I have a table and two of it's columns look like this:
Name cars_owned
Adam Audi
David BMW
Steve Ford
John Audi
Adam Audi
....This continues on for ~1,000 rows
I want an output like this:
cars_owned count
Audi 3
BMW 1
Ford 1
...
The issue is rows can be repeated, meaning 'Adam' and 'Audi' might appear together 100 times but for the name 'Adam' I want it to just count as one for the Audi counts regardless of however many times it appears in the table. Additionally 'Adam' might appear with 'Audi' 20 times but also appear with 'BMW' 5 times, in this case I want 'Adam' to only get into the Audi count as that appears more times than with BMW
I was able to get a count of the distinct names (247) using this code:
SELECT COUNT(DISTINCT Name)
FROM cars_table
Now I just need to break those 247 distinct names into the correct cars_owned categories to get the counts
You want the most common value for each name and then the distribution.
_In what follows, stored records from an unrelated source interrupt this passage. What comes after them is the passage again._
PR #600, opened 2025-02-06
543 presign

ItayLevyOfficial:

Issue #599, opened 2025-02-05
Use a dwallet-specific seed instead of being dependent on EDDSA


ItayLevyOfficial:
Right now we derive the user's encryption & decryption keys from its EDDSA private key. This logic can't work in the mainnet, for two reasons:

1. There are signing schemes in Sui that doesn't have a secret key (e.g. ZK login).

2. The wallet's secret key is not accessible from the TS SDK, leading to a complex UX.

To solve this issue, we introduce a new, dWallet dedicated seed, that will be used to generate both the signing & encryption key

ItayLevyOfficial:
already implemented

PR #1802, opened 2026-07-06
test(dwallet-mpc): add dwallet-mpc-unsafe-mock feature for fast integration tests

ycscaly:
## Summary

Use two levels of aggregation:
select car, count(*) as num_names, sum(cnt) as num_cars
from (select name, car, count(*) as cnt,
row_number() over (partition by name order by count(*) desc) as seqnum
from cars c
group by name, car
) nc
where seqnum = 1
group by car;
Note: If there is a tie for the most common car for a name, this returns one arbitrary value.